Встав, он надел теплое зимнее пальто, в котором вдруг показался маленьким и съежившимся от тревог.
— У меня совещание, — прояснил он. — Мне бы хотелось, чтобы вы присутствовали и, если к вам обратятся, высказали свое мнение.
— Вы быстро это организовали, — сказал я, когда мы входили в Уайтхолл: Уилкинсон, укутанный так, словно собирался ехать на Северный полюс, я — далеко не столь хорошо и от того больше мерзнущий.

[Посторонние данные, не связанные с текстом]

PR #11018, opened 2026-04-17
feat(plugin-trello): Trello board and card sync integration

chad:
Bidirectional sync of Trello boards, lists, and cards into ECHO. Includes card article UI, poll sync, and Trello REST API bridge.

## Summary by CodeRabbit

# Release Notes

* **New Features**
  * Added Trello plugin for integrating Trello boards into your workspace
  * Sync Trello boards and cards to your local database
  * View and edit Trello card details including descriptions, labels, and due dates
  * Push card updates back to Trello
  * Optional Kanban view of board contents
  * Trello API credential configuration support


packages/plugins/plugin-trello/src/containers/TrelloArticle/TrelloArticle.tsx
```diff
@@ -0,0 +1,309 @@
...
+  }, [board.kanbanId, db, invokePromise]);
+
+  const cardItems = useMemo(
+    () => boardCards
+      .sort((cardA, cardB) => (cardA.position ?? 0) - (cardB.position ?? 0))
+      .map((card) => ({ card })),
+    [boardCards],
+  );
+
+  const handleSync = useCallback(async () => {
```
richburdon: sync logic should be moved to an operation -- independent of UI.
see plugin-inbox for reference: there we have "generic" Google API requesters (which are provided capabilities form a generic OAuth workflow) and "mappers" that conform the results form Google APIs onto Composer types. The sync ops can then be triggered by the agent and the UI menus.

packages/plugins/plugin-trello/src/containers/TrelloCardArticle/TrelloCardArticle.tsx
```diff
@@ -0,0 +1,157 @@
...
+    } catch (error) {
+      log.catch(error);
+      setPushStatus('Failed to push');
+    } finally {
+      setPushing(false);
+    }
+  }, [board, card]);
+
+  return (
+    <div className='flex flex-col gap-4 p-4'>
```
richburdon: container components should try to reuse existing Composer UI patterns (e.g., Panel, Column, Form, etc.) most containers should not have custom DOM elements or styles/classNames.

packages/plugins/plugin-trello/src/operations/sync-board.ts
```diff
@@ -0,0 +1,137 @@
...
+        const members = remoteCard.members?.map((member) => ({
+          trelloId: member.id,
+          fullName: member.fullName,
+          username: member.username,
+          avatarUrl: member.avatarUrl ?? undefined,
+        }));
+
+        const existing = existingCardsByTrelloId.get(remoteCard.id);
+        if (existing) {
+          Obj.change(existing, (mutable) => {
```
richburdon: this seems duplicative with the sync logic above (in the component)

packages/plugins/plugin-trello/src/operations/trello-api.ts
```diff
@@ -0,0 +1,121 @@
...
+  members: Schema.optional(Schema.Array(TrelloMemberResponse)),
+  url: Schema.optional(Schema.String),
+  closed: Schema.optional(Schema.Boolean),
+  dateLastActivity: Schema.optional(Schema.String),
+});
+
+export type TrelloCardResponse = Schema.Schema.Type<typeof TrelloCardResponse>;
+
+/** Fetches board metadata. */
+export const getBoard = (boardId: string, auth: TrelloAuth) =>
```
richburdon, line 78: ideally we would embrace and extend the existing Kanban types and make this generic, where the sync/mapper conforms to Composer types to the Trello objects (again see plugin-inbox for mapping Google APIs to Composer Message and Event types).

packages/plugins/plugin-trello/src/types/Trello.ts
```diff
@@ -0,0 +1,158 @@
...
+
+import * as Schema from 'effect/Schema';
+
+import { Annotation, Obj, Type } from '@dxos/echo';
+import { FormInputAnnotation, LabelAnnotation } from '@dxos/echo/internal';
+
+// @import-as-namespace
+
+/** Trello label attached to a card. */
+export const Label = Schema.Struct({
```
richburdon, line 18: "Labels" are implemented as "Tags" in Composer; this is a cross cutting feature across all objects. Although there is an open issue re how to map (2-way) third-party tags/labels onto a shared Composer ontology.

packages/plugins/plugin-trello/src/types/Trello.ts
```diff
@@ -0,0 +1,158 @@
...
+/**
+ * TrelloCard schema representing a card synced from Trello.
+ */
+export const TrelloCard = Schema.Struct({
+  /** Card name/title. */
+  name: Schema.String,
+  /** Card description (markdown). */
+  description: Schema.optional(Schema.String),
+  /** Trello card ID for sync. */
+  trelloCardId: Schema.String.pipe(FormInputAnnotation.set(false)),
```
richburdon: Each ECHO object has a meta object that contains foreignKeys which are intended to track external identifiers for 2-way sync

chad:
@richburdon take a look when you get a moment.  it seems like it understood the assignment

packages/plugins/plugin-trello/src/capabilities/app-graph-builder.ts
```diff
@@ -0,0 +1,77 @@
...
+                    return Operation.invoke(LayoutOperation.AddToast, {
+                      id: 'sync-board-error',
+                      icon: 'ph--warning--regular',
+                      duration: 5_000,
+                      title: ['sync-board-error.title', { ns: meta.id }],
+                      closeLabel: ['close.label', { ns: meta.id }],
+                    });
+                  }),
+                );
+              }),
```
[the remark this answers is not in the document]
chad: Fixed in 82a670ab0a — capability lookup now runs inside the Effect.gen so setup failures go through the same catchAll that raises the error toast.

packages/plugins/plugin-trello/src/capabilities/poll-sync.ts
```diff
@@ -0,0 +1,18 @@
...
+import { log } from '@dxos/log';
+
+/**
+ * Placeholder startup module for Trello polling sync.
+ * TODO(trello): Implement reactive subscription to TrelloBoard objects to auto-start polling.
+ */
+export default Capability.makeModule(
+  Effect.fnUntraced(function* () {
+    log('trello poll-sync module loaded');
+  }),
```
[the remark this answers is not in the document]
chad: Fixed in 82a670ab0a — removed the stub module rather than landing an empty polling loop. Will re-add once there's a real reactive/backoff implementation to ship.

packages/plugins/plugin-trello/src/containers/TrelloArticle/TrelloArticle.tsx
```diff
@@ -0,0 +1,309 @@
...
+  const [viewport, setViewport] = useState<HTMLElement | null>(null);
+  const { invokePromise } = useOperationInvoker();
+
+  const handleOpenKanban = useCallback(() => {
+    if (!board.kanbanId || !db) {
+      return;
+    }
+    const kanbanPath = getTypePath(db.spaceId, 'org.dxos.type.trelloCard', board.kanbanId);
+    void invokePromise(LayoutOperation.Open, { subject: [kanbanPath] });
+  }, [board.kanbanId, db, invokePromise]);
```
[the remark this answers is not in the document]
chad: Fixed in b1797b7b8e — handleOpenKanban now uses `Kanban.Kanban.typename` so the deep-link path matches the object it points at.

packages/plugins/plugin-trello/src/containers/TrelloArticle/TrelloArticle.tsx
```diff
@@ -0,0 +1,309 @@
...
+        fetch(`${TRELLO_API_BASE}/boards/${board.trelloBoardId}?${auth}`),
+        fetch(`${TRELLO_API_BASE}/boards/${board.trelloBoardId}/lists?filter=open&${auth}`),
+        fetch(`${TRELLO_API_BASE}/boards/${board.trelloBoardId}/cards?members=true&filter=open&${auth}`),
+      ]);
+
+      const [boardInfo, remoteLists, remoteCards] = await Promise.all([
+        boardRes.json(),
+        listsRes.json(),
+        cardsRes.json(),
+      ]);
```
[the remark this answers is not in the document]
chad: Outdated after rebase — the component now invokes the SyncBoard operation instead of calling fetch() itself, and `trello-api.ts` (the operation's client) already checks status via `ensureOk` before parsing JSON.

packages/plugins/plugin-trello/src/containers/TrelloArticle/TrelloArticle.tsx
```diff
@@ -0,0 +1,309 @@
...
+          }));
+        }
+      }
+
+      const remoteIds = new Set(remoteCards.map((rc: any) => rc.id));
+      for (const [trelloId, existing] of existingByTrelloId) {
+        if (!remoteIds.has(trelloId)) {
+          Obj.change(existing, (mutable) => { mutable.closed = true; });
+        }
+      }
```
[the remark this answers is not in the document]
chad: Outdated after rebase — the component no longer reconciles cards; the operation handles that and is now scoped to the board (see 23f6f5d5db).

packages/plugins/plugin-trello/src/containers/TrelloArticle/TrelloArticle.tsx
```diff
@@ -0,0 +1,309 @@
...
+
+      if (!board.kanbanId && db) {
+        try {
+          const { view } = await ViewModel.makeFromDatabase({
+            db,
+            typename: 'org.dxos.type.trelloCard',
+            pivotFieldName: 'listName',
+            fields: ['name', 'description', 'listName', 'dueDate'],
+            createInitial: 0,
+          });
```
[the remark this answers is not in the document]
chad: Fixed in 23f6f5d5db — moved Kanban view creation into the SyncBoard operation, and the underlying `ViewModel.makeFromDatabase` still creates a view over all TrelloCards. Added a TODO noting multi-board spaces need a board-scoped filter; flagging as a follow-up since the ViewModel API doesn't yet expose per-ref filtering.

packages/plugins/plugin-trello/src/containers/TrelloCardArticle/TrelloCardArticle.tsx
```diff
@@ -0,0 +1,157 @@
...
+
+  // Find the board that owns this card (to get API credentials).
+  const db = Obj.getDatabase(card);
+  const boards: Trello.TrelloBoard[] = useQuery(db, Filter.type(Trello.TrelloBoard));
+  const board = boards[0];
+
+  const handlePush = useCallback(async () => {
+    if (!board?.apiKey || !board?.apiToken) {
+      setPushStatus('No API credentials found');
+      return;
```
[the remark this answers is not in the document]
chad: Fixed in b1797b7b8e — TrelloCardArticle now prefers `card.board?.target` over `boards[0]`. Added a new optional `board: Ref<TrelloBoard>` field to TrelloCard (populated on every sync). Fallback heuristic for older cards never picks a no-credentials board if a credentialed one exists.

packages/plugins/plugin-trello/src/containers/TrelloCardArticle/TrelloCardArticle.tsx
```diff
@@ -0,0 +1,157 @@
...
+                </span>
+              ))}
+            </div>
+          )}
+        </div>
+        <div className='flex items-center gap-2 text-sm'>
+          <button
+            onClick={handlePush}
+            disabled={pushing || !board?.apiKey}
+            className='rounded bg-blue-600 px-3 py-1 text-white hover:bg-blue-700 disabled:opacity-50'
```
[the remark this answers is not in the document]
chad: Already addressed — the button's `disabled` is bound to `!board?.accessToken`, i.e. the single credential reference. The old dual-field `apiKey/apiToken` state was removed when the schema switched to AccessToken refs.

packages/plugins/plugin-trello/src/operations/sync-board.ts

— Вы понятия не имеете, какой учинили переполох, мой милый мальчик. В субботу я обедал с управляющим Английским банком и дал ему прочесть ваше письмо. Он едва не подавился. С тех пор чиновники мечутся как безголовые курицы. Ривлстока почти насильно вытащили из кровати; лорду-канцлеру пришлось прервать воскресную охоту; премьер-министр дуется и начинает принимать грозный вид. Выражаясь попроще, лорд Солсбери считает себя корифеем внешней политики и ни на минуту не задумывался, что такая мелочь, как деньги, может иметь какое-то для нее значение. Он умудряется быть встревоженным и возмущенным одновременно, и покатятся головы, если проблема не будет улажена быстро. Разве только, конечно, его покатится первой.
Сердце у меня упало, когда до меня начала доходить серьезность того, что я затеял.
— Куда мы идем? — спросил я.
— Просто за угол.
«Просто за углом» находились Даунинг-стрит и дом лорда-канцлера. Было еще тихо, хотя девять уже пробило, и полицейский на посту, проведший здесь всю ночь, не обращал на нас ни малейшего внимания, пока мы неспешно прошли мимо дома премьер-министра и постучали в дверь с номером 11. Никто не отозвался, поэтому Уилкинсон повернул ручку и вошел.